Anyway, stop recommending bazookas to kill flies in programming - kiyanwang
https://itnext.io/anyway-stop-recommending-bazookas-to-kill-flies-in-programming-65f13439be3d
======
kstrauser
I'm not convinced. While I've been on the receiving end of such suggestions -
and yes, it can be frustrating - a lot of times the question itself reveals
problems with the intended solution.

Examples:

"Hey, our home-grown queueing service slows down when we have more than 1,000
insertions per second. How do I make its SQLite backend more scalable?" "Um,
perhaps that's not a good solution to your problem." "Would you please just
answer the question?"

"Our service can only process one request at a time, so we're thinking of
switching from Python to Rust." "Would it make more sense to make your current
system multi-threaded?" "Are you gonna help us rewrite this or not?"

Sometimes lack of experience makes suggestions seem like bazookas when they're
really cork guns.
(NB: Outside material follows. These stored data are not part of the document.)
PR #233, opened 2020-11-12
chore: add JSON schema for config files

dsanders11:
Any interest in adding this? I made it for use with my VS Code extension, where JSON schemas can be used to provide functionality when editing JSON files (see GIF below). It's always nice to have a spec for stuff like the config files. I should be able to make the extension load it from `.electron_build_tools`, so if it lives in this repo then everyone can benefit.

evm-config-schema

### DIFF
--- a/evm-config.schema.json
+++ b/evm-config.schema.json
@@ -1,0 +1,126 @@
+{
+  "title": "JSON schema for EVM configuration files",
+  "$schema": "http://json-schema.org/draft-07/schema#",
+  "type": "object",
+  "properties": {
+    "defaultTarget": {
+      "description": "Default build target",
+      "type": "string",
+      "enum": [
+        "breakpad",
+        "chromedriver",
+        "electron",
+        "electron:dist",
+        "mksnapshot",
+        "node:headers"
+      ]
+    },
+    "goma": {
+      "description": "Goma mode to use",
+      "type": "string",
+      "enum": [
+        "cache-only",
+        "cluster",
+        "none"
+      ],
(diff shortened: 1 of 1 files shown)


ckerr:
I don't have strong feelings about it either way.

My main concern is that this would be a solution in search of a problem -- e.g. would there be any validation pass to configs that don't pass the schema? And if so, is that something that's desirable, or should we gracefully handle older configs? Or if we _don't_ have validation, does that mean the schema file lands in the repo and just sits there, possibly overlooked when we add/change keys in the codebase?

dsanders11:
> Or if we don't have validation, does that mean the schema file lands in the repo and just sits there, possibly overlooked when we add/change keys in the codebase?

I wasn't considering using it for validation in this repo, more for documentation since currently the schema of the config file isn't documented and could only be discovered by perusing all of the code. For example, `defaultTarget` is used by `e-build.js` but you'd only know about that functionality if you read that file line by line, since it only appears on a single line.

But yes, I see the concern that it might just immediately go stale. Just offering it up since I already made it.

ckerr:
This has been open for a year now.

I still don't have any strong feelings about this PR either way, but if nobody else (either @dsanders11 or another maintainer) gives a shout out to champion for this PR in the next few days, I'm going to go ahead and close it

dsanders11:
@ckerr, I'll go ahead and close it, I don't imagine anything will change in the next few days, and generally I have had little success championing stuff within `build-tools`, so I'm not going to attempt to in this case.

PR #238, opened 2020-12-02
feat: Convert check-for-updates command to an auto-update command with more options

itsananderson:
In order to enable auto updates to be easily enabled/disabled, I've converted
the `check-for-updates` command to an `auto-update` command which can be used to
enable and disable automatic updates in addition to manually triggering an update check.

Auto-updates are enabled/disabled by creating an empty `.disable-auto-updates` file in
the root of the repository. That file is checked before an auto-update is performed, and
if it exists no update check happens.

Updates can still be manually performed with `e auto-update check` or just `e auto-update`.

The old `e check-for-updates` command is kept as an alias for backward compatibility.

If this all seems to complicated, I'm open to closing this PR in favor of a smaller change to just silently check for the existence of a `.disable-auto-updates` file https://github.com/electron/build-tools/compare/master...itsananderson:disable-auto-updates?expand=1


codebytere (approved):
Thanks @itsananderson!

MarshallOfSound (approved):

itsananderson:
👋  do I need to do anything to unblock merging this? Are we just waiting for sign-off from @ckerr?

PR #245, opened 2021-01-16
chore: invoke python2 explicitly when it's present

### LINKED ISSUE #244: build-tools fails when default python version is 3
On systems where `python` invokes python3 rather than python2, build-tools fails:

```sh
Writing new goma.gn file /home/charles/electron/build-tools/third_party/goma.gn
Downloading "https://electron-build-tools.s3-us-west-2.amazonaws.com/build-dependencies/f615bf878f8eeee7bb8bc87034cc22e3a8a5a88e8ad63f45bdd6441979c63b8a/goma-linux.tgz" into /home/charles/electron/build-tools/third_party/goma-linux.tgz
[==================================================================================================================================================] 29444631/bps 100% 0.0s
Not Authenticated - Triggering Goma Login
Running "python goma_auth.py login" in /home/charles/electron/build-tools/third_party/goma
Traceback (most recent call last):
  File "goma_auth.py", line 19, in <module>
    import SocketServer
ModuleNotFoundError: No module named 'SocketServer'
ERROR Failed to run command, exit code was "1", error was 'undefined'
```

The module name in python3 has changed to `socketserver`. It looks like the upstream version of goma_auth.py does not rely on SocketServer or socketserver, so either our version is out-of-date or we've added in some python2 assumptions ourselves. It looks like this code is extracted from the per-archive files sitting on AWS so I don't know its history. @MarshallOfSound do you know if it would be easy to sync the scripts with upstream s.t. they don't depend on a particular version of python?

Setting goma aside, I believe some of Electron's scripts also assume python2. Until the toolchain is all python3-friendly, build-tools should probably invoke python2 explicitly when available.

ckerr:
Fixes #244 by invoking `python2` explicitly when present; `python` otherwise.

A better solution would be to make the toolchain work on both 2 and 3. This PR is an interim fix because my system is broken Right Now and I want it to work :smile:

### DIFF
--- a/src/utils/paths.js
+++ b/src/utils/paths.js
@@ -20,6 +20,6 @@ function ensureDir(dir) {
 
 module.exports = {
   ensureDir,
-  python2: which.sync('python2') || which.sync('python'),
+  python: which.sync('python2') || which.sync('python'),
   resolvePath,
 };
--- a/src/utils/paths.js
+++ b/src/utils/paths.js
@@ -1,6 +1,7 @@
 const fs = require('fs');
 const os = require('os');
 const path = require('path');
+const which = require('which');
 const { color } = require('./logging');
 
 function resolvePath(p) {
@@ -18,6 +19,7 @@ function ensureDir(dir) {
 }
 
 module.exports = {
-  resolvePath,
   ensureDir,
+  python2: which.sync('python2') || which.sync('python'),
+  resolvePath,
 };
--- a/src/e
+++ b/src/e
@@ -187,7 +187,7 @@ program
       goma.downloadAndPrepare(evmConfig.current());
       cwd = goma.dir;
       args[0] = `${args[0]}.py`;
-      args.unshift(paths.python2);
+      args.unshift(paths.python);
     }
 
     const { status, error } = depot.spawnSync(evmConfig.current(), args[0], args.slice(1), {
--- a/src/e
+++ b/src/e
@@ -9,6 +9,7 @@ const evmConfig = require('./evm-config');
 const { color, fatal } = require('./utils/logging');
 const depot = require('./utils/depot-tools');
 const goma = require('./utils/goma');
+const paths = require('./utils/paths');
 const { refreshPathVariable } = require('./utils/refresh-path');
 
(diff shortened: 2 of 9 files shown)


src/utils/paths.js
```diff
@@ -18,6 +19,7 @@ function ensureDir(dir) {
 }
 
 module.exports = {
-  resolvePath,
   ensureDir,
+  python2: which.sync('python2') || which.sync('python'),
```
codebytere, line 23: given that this will not _always_ be python2, we should probably name this just `python`

ckerr: Alright, FWIW my thought was that since we're currently explicitly requiring python2, it's marginally useful to make that explicit in the variable name, and that the variable name could be changed when that dependency changes. I don't feel strongly about either approach though :slightly_smiling_face: 

Changed in 207c8c9b0e55d3753c5d07169d984e7b71778342

ckerr:
Oop, I need to come back to this to fix the Windows issue

ckerr:
Closing this PR because even if this was ready to merge it wouldn't solve the issue. There are third-party scripts that still fail with this PR, e.g. 

```sh
FAILED: gen/third_party/electron_node/src/inspector/js_protocol.json 
python ../../v8/third_party/inspector_protocol/convert_protocol_to_json.py gen/third_party/electron_node/src/inspector/js_protocol.pdl gen/third_party/electron_node/src/inspector/js_protocol.json
Traceback (most recent call last):
  File "../../v8/third_party/inspector_protocol/convert_protocol_to_json.py", line 35, in <module>
    sys.exit(main(sys.argv[1:]))
  File "../../v8/third_party/inspector_protocol/convert_protocol_to_json.py", line 30, in main
    json.dump(protocol, output_file, indent=4, separators=(',', ': '))
  File "/usr/lib/python3.8/json/__init__.py", line 180, in dump
    fp.write(chunk)
TypeError: a bytes-like object is required, not 'str'
[4152/35741] ACTION //third_party/blink/renderer/bindings:generate_bindings_all(//build/toolchain/linux:clang_x64)
```

We can work through these individual problems e.g. by filing upstream tickets, but it still means this PR is not the Right Thing.

In case anyone reads this because they're hit by the same issue -- running `sudo apt install python-is-python2` is brute-force but works.

PR #249, opened 2021-02-04
chore: add support for Microsoft Goma cluster

jkleinsc:
This PR adds support for the Microsoft Goma cluster for those who have access to that cluster.

### DIFF
--- a/src/e
+++ b/src/e
@@ -155,7 +155,14 @@ program
 program
   .command('update-goma')
   .description('Ensure a fresh copy of Goma is installed')
-  .action(() => console.log(`goma checksum: ${goma.downloadAndPrepare()}`));
+  .action(() => {
+    const args = process.argv.slice(3);
+    const config = {};
+    if (args.length > 0 && args[0] === 'msftGoma') {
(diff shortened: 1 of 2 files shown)


src/e
```diff
@@ -155,7 +155,14 @@ program
 program
   .command('update-goma')
   .description('Ensure a fresh copy of Goma is installed')
-  .action(() => console.log(`goma checksum: ${goma.downloadAndPrepare()}`));
+  .action(() => {
+    const args = process.argv.slice(3);
+    const config = {};
+    if (args.length > 0 && args[0] === 'msftGoma') {
```
MarshallOfSound, line 161: Why can't we load the actual config here?

jkleinsc: @MarshallOfSound I wanted a way to download Goma without having to setup a config

codebytere (approved):

ckerr (approved):
I mostly feel like deferring to @MarshallOfSound on this since I don't have a lot of goma domain knowledge; but the PR looks reasonable to me :+1:

MarshallOfSound (approved):

PR #527, opened 2023-11-16
fix: send "Auto-updates disabled" messages to stderr, not stdout

hardfalcon:
Outputting to stdout breaks commands like `` cd `e show exec` ``, so use stderr instead.

Fixes: 700187712658e6fbdf521aac1a3ca6e8de8f0f2d ("chore: log info message when auto-update disabled")

### DIFF
--- a/src/e
+++ b/src/e
@@ -17,9 +17,13 @@ refreshPathVariable();
 
 function maybeCheckForUpdates() {
   // skip auto-update check if disabled
+  //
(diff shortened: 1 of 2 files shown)


hardfalcon:
Sure, done. Thanks for the suggestion! :)

dsanders11 (approved):
There are more places we should make this change (we should be better in general about keeping separation between stdout and stderr), but this is a good start.

MarshallOfSound (approved):

PR #530, opened 2023-12-01
build: update deps to clean yarn audit

MarshallOfSound:
Forked `chrome-cookies-secure` to drop the transitive dependency on `request`.  It's one of the main uses of that module, but not what we use it for so easier to drop it in a fork.  Also update node-gyp a decent bit


dsanders11 (approved):

MarshallOfSound:
Test failures are unrelated and being investigated separately

PR #533, opened 2023-12-29
feat: add support for reclient

MarshallOfSound:
This isn't fully ready for public consumption but putting it up now for others to see.  Some missing pieces:
* ~~A more developer friendly way of getting auth onto the machine~~ `e d rbe login`
* ~~Either a more generic hack for https://github.com/bazelbuild/reclient/issues/27 or a real fix upstream~~ Moved TLS termination out of nginx and instead the RBE frontend
* No idea if this even remotely works on windows
* Needs some changes to `e/e` as well https://github.com/electron/electron/pull/40850

### DIFF
--- a/src/download.js
+++ b/src/download.js
@@ -8,7 +8,7 @@ const pipeline = promisify(stream.pipeline);
 
 const { fatal } = require('./utils/logging');
 
-const MB_BYTES = 1025 * 1024;
+const MB_BYTES = 1024 * 1024;
 
 const progressStream = function(tokens) {
   var pt = new stream.PassThrough();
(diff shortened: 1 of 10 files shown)


src/download.js
```diff
@@ -8,26 +8,30 @@ const pipeline = promisify(stream.pipeline);
 
 const { fatal } = require('./utils/logging');
 
-const MB_BYTES = 1025 * 1024;
+const MB_BYTES = 1024 * 1024;
```
VerteDinde, line 11: Just curious, why the bump from 1025 -> 1024 here?

VerteDinde (approved):

src/utils/reclient.js
```diff
@@ -0,0 +1,121 @@
...
+
+const reclientDir = path.resolve(__dirname, '..', '..', 'third_party', 'reclient');
+const reclientTagFile = path.resolve(reclientDir, '.tag');
+const reclientHelperPath = path.resolve(
+  reclientDir,
+  `electron-rbe-credential-helper${process.platform === 'win32' ? '.exe' : ''}`,
+);
+const rbeServiceAddress = 'rbe.notgoma.com:443';
+
+const CREDENTIAL_HELPER_TAG = 'v0.1.0';
```
dsanders11, line 17:
```suggestion
const CREDENTIAL_HELPER_TAG = 'v0.2.0';
```

Newest?

src/download.js
MarshallOfSound: A megabyte is 1024 * 1024, idk why it was 1025 before, that was just wrong afaics

src/utils/reclient.js
MarshallOfSound: The `0.2.0` credential helper didn't publish correctly because of a codesigning issue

If you've never used a client-server database, that might
seem like a scary upgrade from SQLite. In reality, it's very straightforward
and common. If someone recommends a bazooka to you, first make sure that it's
actually overkill and not the standard upgrade path from your current
situation.

Further reading:
[https://en.wikipedia.org/wiki/XY_problem](https://en.wikipedia.org/wiki/XY_problem)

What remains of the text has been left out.